1. A computer implemented method that facilitates genotype-phenotype association identification, comprising:

receiving data representative of population genetic and phenotype data;

generating a graphical model of the data comprising a non-trivial population structure sub-model; and

applying the graphical model to the population genetic and phenotype data to identify associations between a genotype and one or more phenotypes.

2. The method as recited in claim 1, further comprising generating a logit observation model, wherein parameters of the graphical model are learned from data using a variational approximation.

3. The method as recited in claim 1, further comprising defining one or more predictor variables.

4. The method as recited in claim 1, further comprising defining one or more phenotype variables.

5. The method as recited in claim 3, further comprising defining the one or more predictor variables as continuous predictor variables.

6. The method as recited in claim 3, further comprising defining the one or more predictor variables as binary predictor variables.

7. The method as recited in claim 4, further comprising defining the one or more target variables as continuous target variables.

8. The method as recited in claim 4, further comprising defining the one or more target variables as binary target variables.

9. The method as recited in claim 1, further comprising deriving a population structure sub-model from a selected pedigree and the population genetic data.

10. A computer implemented method that facilitates genotype-phenotype association identification, comprising:

receiving data representative of population genetic and phenotype data;

generating a graphical model of the data comprising a population structure sub-model; and

applying the graphical model to the population genetic and phenotype data using a variational approximation to identify associations between a genotype and one or more phenotypes.

11. A system that facilitates genotype-phenotype association identification, the system stored on computer-readable media, the system comprising:

a calculation component configured to identify a genotype-phenotype association by applying a selected population structure sub-model;

a population structure engine operable to generate a population structure sub-model utilizing one or more selected graphical models and applying the population structure sub-model to population data to identify the one or more genotype-phenotype association.

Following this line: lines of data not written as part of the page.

PR #504, opened 2022-10-04
[14.0][FIX] *_import_online: Just use cron scheduling

NL66278:
Rely on cron scheduling. This solves the problem that when the scheduled pull doest not always run, due to downtime or other caused, the next_run, is more and more behind the current time.

### DIFF
--- a/account_statement_import_online/models/online_bank_statement_provider.py
+++ b/account_statement_import_online/models/online_bank_statement_provider.py
@@ -1,8 +1,10 @@
 # Copyright 2019-2020 Brainbean Apps (https://brainbeanapps.com)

12. The system as recited in claim 11, wherein the population data comprises population genetic data.

13. The system as recited in claim 11, further comprising a data store comprising data representative of population data.

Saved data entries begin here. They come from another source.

PR #505, opened 2022-10-04
[12.0][IMP] account_statement_import_online: don't import empty statements

NL66278:
Backport from 14.0

### DIFF
--- a/account_bank_statement_import_online/models/online_bank_statement_provider.py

14. The system as recited in claim 13, wherein the genotype-phenotype association is identified by deploying the population structure sub-model.

15. The system as recited in claim 14, wherein the genotype-phenotype association is identified by processing one or more predictor variables and/or one or more target variables.

16. The system as recited in claim 11, wherein the calculation component and the population structure sub-model comprise one or more portions of a computing application.

17. The system as recited in claim 11, wherein the population structure sub-model is generated using input data representative of population genetic data.

18. The system as recited in claim 11, wherein the calculation component comprises a computing application operable on a computing environment.

19. The system as recited in claim 11, wherein the population structure engine comprises a computing application.

20. The system as recited in claim 11, wherein the system comprises a computing application.